Stepan Kuznetsov. Complexity of Reasoning in Kleene and Action Algebras

Iteration, or Kleene star, is one of the most mysterious algebraic operations that appears in computer science. Even simple theories involving this operation happen to enjoy properties which are more usual for strong systems with induction (like first-order arithmetic), and thus, high algorithmic complexity. In the proposed course, we survey complexity results for theories of algebras with the Kleene star. We start with classical results by Kozen (1994, 2002) on complexity of equational and Horn theories for Kleene algebras (but with modern proofs, which utilize circular proof systems by Das and Pous), and then head to recent results on action algebras, that is, Kleene algebras with residuals, by Buszkowski and Palka (2007) and the author (2019--2020). A highlight of this course is the usage of Kleene algebra for modelling infinite computations, dual to subexponential modalities in linear logic.

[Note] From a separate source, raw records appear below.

PR #2434, opened 2025-08-13
Update the social media image

jonkafton:

- Closes https://github.com/mitodl/hq/issues/8086

Replaces the social media image

### How can this be tested?

Load http://open.odl.local:8062/images/learn-og-image.jpg and confirm you see the new image (MIT logo top right as opposed to https://learn.mit.edu/images/learn-og-image.jpg).

We're also now setting the known width and height. You should see the following in the HTML source:

```
<meta property="og:image:height" content="511">
<meta property="og:image:width" content="967">
```

### Additional Context

I considered providing a new image filename/URL; from gpt-4.1:

"Is it better to replace the image at the same URL?"

Yes, in most cases, it is better to replace the image at the same URL if you want new shares to immediately use the new image and to avoid confusion or broken links.

Here’s why:

- Social platforms cache the image at the OG image URL. If you keep the URL the same and just update the image file, new shares will eventually show the new image once the cache expires or is manually refreshed.
- If you change the URL, platforms will treat it as a new image and fetch it immediately for new shares, but old shares will still show the old cached image (or the old URL, which may break if deleted).


frontends/main/src/common/metadata.ts
```diff
@@ -98,8 +98,8 @@ export const standardizeMetadata = ({
           images: [
             {
               url: image,
-              width: image === DEFAULT_OG_IMAGE ? "" : 967,
-              height: image === DEFAULT_OG_IMAGE ? "" : 511,
+              width: image === DEFAULT_OG_IMAGE ? 967 : "",
+              height: image === DEFAULT_OG_IMAGE ? 511 : "",
```
jonkafton, line 102: Switched as the intention is to provide the dimensions for our known image.

PR #2457, opened 2025-08-25
Add (citation) urls for canvas contentfiles

shanbady:

Closes https://github.com/mitodl/hq/issues/8124

This PR adds urls for canvas contentfiles so that citations can be displayed in ai responses.

### How can this be tested?
1. Checkout this branch
2. restart celery
3. ingest a canvas course via ```python manage.py backpopulate_canvas_courses --canvas-id 28839 --overwrite```
4. once complete, note that the course has contentfiles with urls populated for resources:
```python
list(ContentFile.objects.filter(run__learning_resource__readable_id__istartswith='28839').exclude(url=None).values_list("url",flat=True))
```

### Additional Context
- It seems that currently (for canvas courses so far) only files that appear under web_resources have urls in the url config


mbertrand (approved):
👍

PR #2458, opened 2025-08-25
Minor tweaks to initial setup instructions, add memory env var for web container, note minimum required domain config for things to "work out of box"

dsubak:
Includes a few small changes to initial setup docs, as well as one or two QoL changes.
- Attempts to clarify that running keycloak and apisix is the "default" supported config for authentication.
- Adds some information about docker resource limits and how to check for OOMKills
- Enumerate the `/etc/hosts` entries required if you're relying on the example env values.
- Adjusts a few default and example values for memory and env vars, adds a new env var for setting web container mem_limit.

### How can this be tested?
Majority of this is documentation, but the memory changes can be observed by running `docker compose up` and observing that the upper limits are reflective of the increased thresholds in the Docker Desktop container stats tab:
Screenshot 2025-08-25 at 3 30 32 PM

### Additional Context
Additional context, clarifying questions, ongoing discussion about issues encountered can be found [here](https://mitodl.slack.com/archives/C03K5HYGPT9/p1755872165330549)

### DIFF
--- a/env/backend.local.example.env
+++ b/env/backend.local.example.env
@@ -21,7 +21,7 @@ MAILGUN_SENDER_DOMAIN=open.odl.local
 MAILGUN_KEY=fake
 
 # Set this to False if apisix/keycloak are running locally
-DISABLE_APISIX_USER_MIDDLEWARE=True
+DISABLE_APISIX_USER_MIDDLEWARE=False
 
 # APISIX/Keycloak settings
 APISIX_LOGOUT_URL=http://api.open.odl.local:8065/logout/
--- a/env/backend.local.example.env
+++ b/env/backend.local.example.env
@@ -20,9 +20,6 @@
 MAILGUN_SENDER_DOMAIN=open.odl.local
 MAILGUN_KEY=fake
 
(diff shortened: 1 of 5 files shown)


env/backend.local.example.env
```diff
@@ -21,7 +21,7 @@ MAILGUN_SENDER_DOMAIN=open.odl.local
 MAILGUN_KEY=fake
 
 # Set this to False if apisix/keycloak are running locally
-DISABLE_APISIX_USER_MIDDLEWARE=True
+DISABLE_APISIX_USER_MIDDLEWARE=False
```
abeglova, line 24: you can probably just remove it from example.env since DISABLE_APISIX_USER_MIDDLEWARE=False is the default and also the normal way to run the app now. Also (definitely not in this pr) we can consider a followup to remove the variable entirely, since this var was added for local development and now apisix/keycloak is sufficiently integrated into the app that local development with users that are authenticated without keycloak doesn't really work anymore

abeglova (approved):
lgtm

PR #2460, opened 2025-08-26
UAI Landing Page

gumaerc:
Closes https://github.com/mitodl/hq/issues/8248

This PR adds a landing page for the UAI launch as described in the above issue. A Hubspot form is being injected into the page via a script they provided. The components are being styled in a hacky way, rendering invisible placeholder components for each UI control the form needs to use, then hijacking their styles and applying them wholesale to the controls inside the Hubspot container. Hubspot forms in general should not be inserted this way into a production website, but due to the expediency surrounding getting this page up, this method was used. The way this should be done is by fetching the form data using Hubspot's forms API:

https://developers.hubspot.com/docs/reference/api/marketing/forms/v3

This API unfortunately requires OAuth2 authentication, and can only be done by a backend service. In order to do this correctly, it would probably be best to implement usage of the forms API into https://github.com/mitodl/ol-django/tree/main/src/hubspot_api. This would allow us to add it to any of our Django applications and implement an API endpoint to fetch Hubspot forms and return the data to the frontend. From there we could build a UI control, something like `HubspotForm` that would build out the UI using our customized MUI components.

image
image
image
image
image
image
image
image
image

### How can this be tested?
 - Review the page at `/universal-learning/ai` and ensure that the design has been faithfully implemented
 - Ensure that the "Learn More" CTA's successfully put the Hubspot form into view
 - Ensure that you can submit the Hubspot form


frontends/main/src/app/universal-learning/ai/page.tsx
```diff
@@ -0,0 +1,14 @@
+import React from "react"
+import { Metadata } from "next"
+import { UAILandingPage } from "@/app-pages/UAILandingPage/UAILandingPage"
+import { standardizeMetadata } from "@/common/metadata"
+
+export const metadata: Metadata = standardizeMetadata({
+  title: "UAI Landing",
```
shanbady, line 7: minor nit and not even sure if it matters but maybe changing this to something more descriptive since it shows up in browser tabs etc. maybe "Universal Learning"etc

shanbady (approved):
it does what it needs to. left a minor nit as a comment. also noticed some stuff in console that might be worth cleaning up but doesnt seem to affect functionality

Image

PR #2471, opened 2025-08-27
Ingest non-module canvas files

shanbady:

Closes https://github.com/mitodl/hq/issues/8275

This PR makes sure that when we process canvas archives, we also pull in files that are published and not explicitly part of a module.

### How can this be tested?
1. checkout main
2. restart celery and grab a specific canvas archive ``` python manage.py backpopulate_canvas_courses --canvas-ids 28755```
3. once complete, check the count of contentfiles ```LearningResource.objects.get(readable_id__istartswith="28755").runs.first().content_files.count()```
4. get the source_paths of the contentfiles ```LearningResource.objects.get(readable_id__istartswith="28755").runs.first().content_files.values_list("source_path", flat=True)```
5. use this helper script to manually download the archive:
```python
import boto3
s3 = boto3.resource(
            "s3",
            aws_access_key_id=settings.AWS_ACCESS_KEY_ID,
            aws_secret_access_key=settings.AWS_SECRET_ACCESS_KEY,
)
bucket.download_file('canvas/course_content/28755/55ae6687662c6eb38e5ced60437d74f4cb63daa1630a2f755a1955f2736a1097.imscc', Path("canvas_archive.zip"))
```
6. unzp the archive and note that files in course_settings/files_meta.xml dont show up as contentfiles
7. switch to this branch and repeat. note that the files from files_meta now exist.


learning_resources/etl/canvas.py
```diff
@@ -58,11 +59,14 @@ def sync_canvas_archive(bucket, key: str, overwrite):
         )
         checksum = calc_checksum(course_archive_path)
         if run:
-            load_content_files(
-                run,
+            canvas_content_files = list(
```
mbertrand, line 62: This seems to defeat the purpose of `transform_canvas_content_files` yielding results one at a time instead of returning everything at once, and could potentially cause memory issues for archives containing lots of contentfiles.  My first reaction was to revert it, but I get different counts with this code (139) vs as it was (82).  Not sure why, any ideas?

shanbady: i stumbled on the same quirk. I initially thought it had to do with the file handlers closing prematurely but that doesnt seem to be the case. Ill see if i can suss it out.

shanbady: fixed

mbertrand (approved):
👍

PR #2477, opened 2025-09-02
Fix flaky test

mbertrand:
Closes https://github.com/mitodl/hq/issues/8291

I believe the test was occasionally failing because 1 or both user ids generated by the `UserListFactory` happened to match the hardcoded "fake" ids used for the test. 

Changed the fake ids to negative integers so they will always fail.  Also incremented the fake resource id by 1 mroe than the real resource id so that should always fail.

### How can this be tested?
Run the test a few times, it should always fail.


shanbady (approved):
👍

PR #2478, opened 2025-09-02
remove unpublished resources with duplicate readable_ids

shanbady:

Closes  https://github.com/mitodl/hq/issues/8303

This PR adds a task that runs once a day to remove unpublished courses that occasionally show up with duplicate ids. 

### How can this be tested?
1. checkout this branch
2. restart celery
3. find some course and grab the readable id
4. create some unpublished learning resource objects with that same readable id:
```python
for i in range(3):
    LearningResource.objects.create(readable_id=<the id>, published=False)
```
5. run the task that removes the duplicate resources:
```python
from learning_resources.tasks import remove_duplicate_resources
remove_duplicate_resources.apply()
```
6. verify the duplicate resources have been removed. The published instance of that course should still be there

### Additional Context
This is just a simple and temporary stop-gap until we have the more permanent (and involved) solution in place which would involve factoring in the platform as part of the ids we generate in qdrant

### DIFF
--- a/learning_resources/tasks_test.py
+++ b/learning_resources/tasks_test.py
@@ -679,7 +679,7 @@ def test_sync_canvas_courses(settings, mocker, django_assert_num_queries, canvas
         assert mock_ingest_course.call_count == 2
 
 
-def test_remove_duplicate_resources(mocker):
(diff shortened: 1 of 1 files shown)


mbertrand (approved):
👍

PR #2481, opened 2025-09-03
Qdrant collection and parameter updates

shanbady:

Closes https://github.com/mitodl/hq/issues/8164

Over time we have tweaked many parameters on qdrant to make it performant in production. Those changes havent made their way back to the code which is what this PR does.

The updates:
- enable binary quantization for both collections (as suggested by qdrant if we are using openai text-embedding large)
- enable strict mode (so we are alerted when we have unindexed fields or other issues causing degraded performance) 
- remove the unused multi-vector configuration
- setup a replication factor of >1 (and shards to some factor of 2) so we can have zero downtime upgrades
- Add missing payload fields to schema
- make it so that when new payload fields are added, they are automatically added to the index

#### Verify Collection Params
1. checkout this branch
2. regenerate embeddings ```python manage.py generate_embeddings --all --recreate-collections```
3. visit the info page for the [contentfile](http://localhost:6333/dashboard#/collections/resource_embeddings.content_files#info) and [resource](http://localhost:6333/dashboard#/collections/resource_embeddings.resources#info) collection
4. verify that the fields that show up in the "payload_schema" match the payloads defined in vector_search/constants.py (QDRANT_LEARNING_RESOURCE_INDEXES and QDRANT_CONTENT_FILE_INDEXES)
5. verify that in the "config" section, the replication factor is 2 and and shard number is 6
6. verify that quantization is "binary" and that "on_disk_payload" on the contentfiles collection is true.  

#### Verify Updates to Payload Schema
1. delete some existing indexed payload fields from a collection via:
```python
from vector_search.utils import qdrant_client
from vector_search.constants import RESOURCES_COLLECTION_NAME, CONTENT_FILES_COLLECTION_NAME
client = qdrant_client()
client.delete_payload_index(collection_name=CONTENT_FILES_COLLECTION_NAME, field_name="course_number")
client.delete_payload_index(collection_name=CONTENT_FILES_COLLECTION_NAME, field_name="course_feature")
```
2. go into the qdrant dashboard and verify the deleted fields do not show up in the payload index
3. re-run generate_embeddings (without recreating the collection or overwriting) ```python manage.py generate_embeddings --all```
4. go back into the dashboard and see that the payload fields have re-appeared.

### Checklist:
- [ ] collection/parameter changes are valid
- [ ] everything works normally


abeglova (approved):
lgtm

PR #2485, opened 2025-09-04
Fix Sloan news/events ETL pipeline

mbertrand:
Blocked, waiting on Sloan to provide a proper feed source so that HTML scraping won't be necessary

Closes https://github.com/mitodl/hq/issues/8370

- Replaces the separate news and events ETL pipelines for Sloan with a single pipeline that retrieves both.
- The pipeline is based on the new HTML structure which has significantly changed.  The old URL that returned JSON is no longer accessible.

### How can this be tested?
Run `./manage.py backpopulate_news_events` - all the relevant ETL pipelines should run and complete successfully, including for Sloan.

Depending on when you run this, it is likely that at least 1 Sloan news article will appear at the bottom of the home page.

You can also go to http://open.odl.local:8065/admin/news_events/feeditem/ and check that there are items for Sloan news and events

I initially considered keeping separate pipelines for news and events, and parsing https://executive.mit.edu/webinars.html for events because it contains a carousel of future webinars.  But no date is specified on that page, only on the linked in page for the event.  And that in turn only displays when logged in to LinkedIn.  So only webinars that occurred in the past and are found at https://executive.mit.edu/insights will be ingested.

### DIFF
--- a/news_events/etl/ol_events.py
+++ b/news_events/etl/ol_events.py
@@ -185,6 +185,7 @@ def transform_event(event_data: dict) -> dict or None:
                 extract_relationship(event_data, "field_event_category")
             ),
             "event_datetime": dt_utc,
+            "event_end_datetime": dt_utc,
         },
     }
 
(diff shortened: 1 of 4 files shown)


news_events/etl/ol_events.py
```diff
@@ -185,6 +185,7 @@ def transform_event(event_data: dict) -> dict or None:
                 extract_relationship(event_data, "field_event_category")
             ),
             "event_datetime": dt_utc,
+            "event_end_datetime": dt_utc,
```
mbertrand, line 188: Added to prevent OLL events from showing up after the datetime has passed.

PR #3477, opened 2026-06-15
fix for remove_run_content_files task

shanbady:

Closes  https://github.com/mitodl/hq/issues/11799

This PR fixes an issue where the celery task to remove unpublished run contentfiles from qdrant is a no-op

### How can this be tested?
1. checkout main
2. make sure you have some resources embedded locally
3. find a learning resource run that has embedded contentfiles (find a run id  that doesnt have special characters so you can search for it in the qdrant dashboard)
4. go to your [local qdrant contentfiles collection](http://localhost:6333/dashboard#/collections/resource_embeddings.content_files) and search for run_readable_id:<your run id> - verify points exist for it
5. in django shell run the task that is supposed to remove embeddings for runs (replace run_id with the pk of the run):
```python
from vector_search.tasks import remove_run_content_files
remove_run_content_files.apply([run_id])
```
6. visit the [qdrant dashboard](http://localhost:6333/dashboard#/collections/resource_embeddings.content_files) and search for the run_id again - note that points still exist in qdrant
7. checkout this branch and perform the same - note that the points are removed

### DIFF
--- a/main/celery.py
+++ b/main/celery.py
@@ -20,6 +20,7 @@ app.conf.task_routes = {
     "vector_search.tasks.generate_embeddings": {"queue": "embeddings"},
     "vector_search.tasks.embed_run_content_files": {"queue": "embeddings"},
     "vector_search.tasks.remove_run_content_files": {"queue": "embeddings"},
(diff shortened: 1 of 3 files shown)


mbertrand (approved):
LGTM 👍

PR #3478, opened 2026-06-15
refactor(CoursewareCard): dispatch on `kind`, make `layout` density-only

ChristopherChudzicki:
On base, `layout` has four values: `default | compact | moduleRow | program`. This mixes some concepts:
- `default | compact` is related to layout. Keep these.
- `program` is about what sort of data the card is receiving
- `moduleRow` is about the context in which the card is renering (child of ProgramAsCourse).

This switches to `layout + kind`, where kind ~ data and layout ~ how card appears.

Drop `moduleRow` entirely: It was just `compact`


gumaerc (approved):
👍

Luca Reggio and Tomáš Jakl. Relating Structure to Power: An Invitation to Game Comonads

There is a remarkable divide in the field of Logic in Computer Science between two distinct strands: one focusing on compositionality and semantics ("Structure"), and the other on expressiveness and complexity ("Power"). It is remarkable because these two fundamental aspects are investigated using almost disjoint methods by almost disjoint research communities.

This course will introduce the exciting and emerging theory of game comonads, recently put forward by Abramsky, Dawar, and their collaborators. Game comonads offer a novel approach to relating categorical semantics, which exemplifies Structure, to finite model theory, which exemplifies Power. We will develop their basic theory and illustrate how they provide a structural and intrinsic account of several concrete notions that play a central role in finite model theory. These range from equivalences with respect to logic fragments (e.g., finite-variable, bounded quantifier-rank, and bounded modal-depth fragments), to combinatorial parameters of structures (e.g., tree-width, tree-depth, and synchronization-tree depth), and model comparison games (e.g., pebble, Ehrenfeucht-Fraissé, and bisimulation games).


Mohan Sridharan. Explainability in Integrated Cognitive Systems Combining Logic-based Reasoning and Data-driven Learning

This advanced course seeks to bring participants to the state of the art in explainable reasoning and learning in integrated cognitive systems that use a combination of knowledge-based reasoning and data-driven learning for automated decision-making. In particular, we will explore the class of such systems that sense and interact with the physical world, use non-monotonic logic to reason with incomplete commonsense domain knowledge, and use machine/deep learning methods to learn from experience. We will discuss how the interplay between representation, reasoning, and learning can be exploited in these systems for reliable decision-making, and to provide relational descriptions as explanations of decisions and beliefs. All related concepts will be illustrated using simple examples drawn from computer vision and robotics, with software agents and physical robots assisting humans in dynamic domains.


Ivan Varzinczak and Iliana M. Petrova. Defeasible Reasoning for Ontologies

This course aims at providing an introduction to reasoning defeasibly over description logic ontologies in the context of knowledge representation and reasoning in AI. Description Logics (DLs) are a family of logic-based knowledge representation formalisms with appealing computational properties and a variety of applications.

The different DLs proposed in the literature provide a wide choice of constructors in the object language. However, these are intended to represent only classical, monotonic knowledge, and are therefore unable to express the different aspects of uncertainty and vagueness that often show up in everyday life such as typicality and exceptions.

The goal of this course is two-fold: (i) to provide an overview of the development of non-monotonic approaches to DLs from the past 25 years, pointing out the difficulties that arise when naively transposing the traditional propositional approaches to the DL case, and (ii) present the latest results in the area.